The Ohio Seventh District Court of Appeals is one of the twelve Ohio District Courts of Appeal, the state intermediate appellate courts of Ohio. It has jurisdiction over eight counties: Belmont, Carroll, Columbiana, Harrison, Jefferson, Mahoning, Monroe, and Noble.

When a lower court in one of those eight counties has issued a final appealable order, the parties generally have the right to one appeal to the court of appeals. A further appeal may be attempted to the Ohio Supreme Court (which has discretionary jurisdiction and elects to hear a comparably small number of cases).

== Judges ==

The Seventh District Court of Appeals is composed of four judges, each elected to six-year terms by the citizens of the eight counties in the district.

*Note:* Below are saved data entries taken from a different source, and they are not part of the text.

PR #6890, opened 2016-08-16
Potentially cleaner dedupe and one bugfix

DFurnes:
#### What's this PR do?

This is a potentially mistaken optimization and a bug fix.

💹 **The potentially mistaken optimization:** I was thinking it might make more sense to use the `PUT /v1/users/drupal_id/:uid` route to make the corresponding change in Northstar each time we update a user in Phoenix. It'd mean we wouldn't have to build up a queue of "borked" accounts to delete and re-create.

This _should_ be a safe call since each of these scripts should always leave us with valid "updates" for Northstar's data (if run in this order `remove-duplicate-emails` → `unset-duplicate-mobiles` → `sanitize-mobile-numbers` → `unset-duplicate-mobiles`).

And the `dosomething_northstar_update_user` method already falls back to using the `POST /v1/users` endpoint if the given Drupal ID returns a 404.

🐛 **The bug fix:** the `dosomething_northstar_register_user` was logging an error to Watchdog on successful responses. It should do the _opposite_ of that.

Let's refresh Thor Phoenix & Thor Northstar from prod, and then try running the modified scripts from this branch. If we're faced with a ton of errors then it's probably not a good improvement. 😇 

🌅
#### Relevant tickets

References #6409.
#### Checklist
- [ ] Tested on staging.

### DIFF
--- a/lib/modules/dosomething/dosomething_northstar/dosomething_northstar.module
+++ b/lib/modules/dosomething/dosomething_northstar/dosomething_northstar.module
@@ -92,7 +92,7 @@ function dosomething_northstar_register_user($user, $payload) {
   // Add to request log if enabled.
   dosomething_northstar_log_request('register_user', $user, $payload, $response);
 
-  if (_dosomething_northstar_is_successful_response($response)) {
+  if (! _dosomething_northstar_is_successful_response($response)) {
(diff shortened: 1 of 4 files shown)


angaither:
a very reasonable pull request. 🐦 🔀 🌟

Ohio Law requires that a person running for election as an appellate judge must have been licensed as an attorney in Ohio for at least six years or have served as a judge in any jurisdiction for at least six years. The current judges of the court (as of October 2022) are:

| Judge (party) | Joined Court | Term ends |
|---|---|---|
| Mark A. Hanni (R) | February 9, 2023 | February 8, 2029 |
| Cheryl L. Waite (D) | February 10, 1997 | February 9, 2027 |
| Carol Ann Robb (R) | February 9, 2015 | February 8, 2027 |
| Katelyn Dickey (R) | April 10, 2024 | February 8, 2025 |

Each case on appeal is decided by a panel of three judges. Cases are decided through a review of the record of the inferior court or tribunal, as informed by the briefs submitted by the parties and by oral argument (if requested by either party). New evidence is not permitted to be introduced on appeal.

== Seventh District Court of Appeals Building ==

In June 2006, the Seventh District Court of Appeals unveiled a new courthouse in downtown Youngstown, Ohio. From 1912 until 2006 the court had been located nearby on the fourth floor of the Mahoning County Courthouse. The Court address is 131 West Federal Street, Youngstown, Ohio 44503.